● **Input for this task**

PR #3287, opened 2018-10-31
Problem: new radix tree implementation is experimental

bluca:
Solution: use it only for DRAFT builds for now, to leave it time to be
tested and stabilised.

### DIFF
--- a/src/xsub.hpp
+++ b/src/xsub.hpp
@@ -34,7 +34,11 @@
 #include "session_base.hpp"
 #include "dist.hpp"
 #include "fq.hpp"
+#ifdef ZMQ_BUILD_DRAFT_API
 #include "radix_tree.hpp"
+#else
+#include "trie.hpp"
+#endif
 
 namespace zmq
 {
@@ -78,7 +82,11 @@ class xsub_t : public socket_base_t
     dist_t _dist;
 
     //  The repository of subscriptions.
+#ifdef ZMQ_BUILD_DRAFT_API
     radix_tree _subscriptions;
+#else
+    trie_t _subscriptions;
+#endif
 
     //  If true, 'message' contains a matching message to return on the
     //  next recv call.


bluca:
@sigiesec ping

sigiesec:
It's not really a DRAFT API, but a DRAFT implementation facet, so controlling it via ZMQ_BUILD_DRAFT_API is a bit confusing, but probably not too much ;)

bluca:
Yeah I know, but better than a specific build option that nobody would see :-) We need real usage to test it properly

WallStProg:
I would suggest that it's not such a good idea to lump the new radix tree implementation in with the draft APIs in general.  Some of us (umm, like me), are happily using draft functionality after having been reassured that doing so was reasonable (https://lists.zeromq.org/pipermail/zeromq-dev/2017-October/031960.html).

OTOH, the radix tree implementation is just that -- an implementation -- and as such one cannot choose to use it or not -- if drafts are enabled, then that's what you get (apparently).  I'm uncomfortable with that given that this feature is relatively new and untested. 

I would suggest a separate flag to enable the radix tree, distinct from ZMQ_BUILD_DRAFT_API.  I'm happy to do a PR (for CMake) if that would help.

Thanks!

bluca:
The problem, as I mentioned, is that a separate flag means it's not going to be used by anybody. We need real world tests for it before it's enabled by default.

If you want, you can add an additional flag, but that if not specified takes the value of _DRAFT. That way it's enabled by default in draft builds, but can be overridden.

bluca:
or to put it another way: at _some point_ it's going to get enabled one way or the other. It's better if before that there was real testing.

WallStProg:
I understand your rationale, but I'm preparing a build that will be deployed to prod, and there is no way I'm going to let that go out with the radix tree implementation at this point.  

So I need a way to disable radix trees without disabling ALL of draft functionality (some of which has been in draft state literally for years, AND which must be deliberately chosen by the developer).

I'm fine with a flag that defaults to the value of _DRAFT but than can be overridden.  I'll put something together and submit a PR.

PR #3288, opened 2018-11-01
Problems: wrong version and outdated NEWS

bluca:
The NEWS is only half complete, I'll finish it in the next few days.

Yes, the version is going backwards, but such are the risks of using development versions! Also the ABI does not change so the filename is the same, and the packages built on OBS use the previous version (+date) so they are not affected.


bluca:
@sigiesec ping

● **Task objective**
In the entries, the line containing "PR #3288, opened 2018-11-01" and every line after it through the last are to be duplicated exactly, and no other line is to be included.

● **Answer for the task**
PR #3288, opened 2018-11-01
Problems: wrong version and outdated NEWS

bluca:
The NEWS is only half complete, I'll finish it in the next few days.

Yes, the version is going backwards, but such are the risks of using development versions! Also the ABI does not change so the filename is the same, and the packages built on OBS use the previous version (+date) so they are not affected.


bluca:
@sigiesec ping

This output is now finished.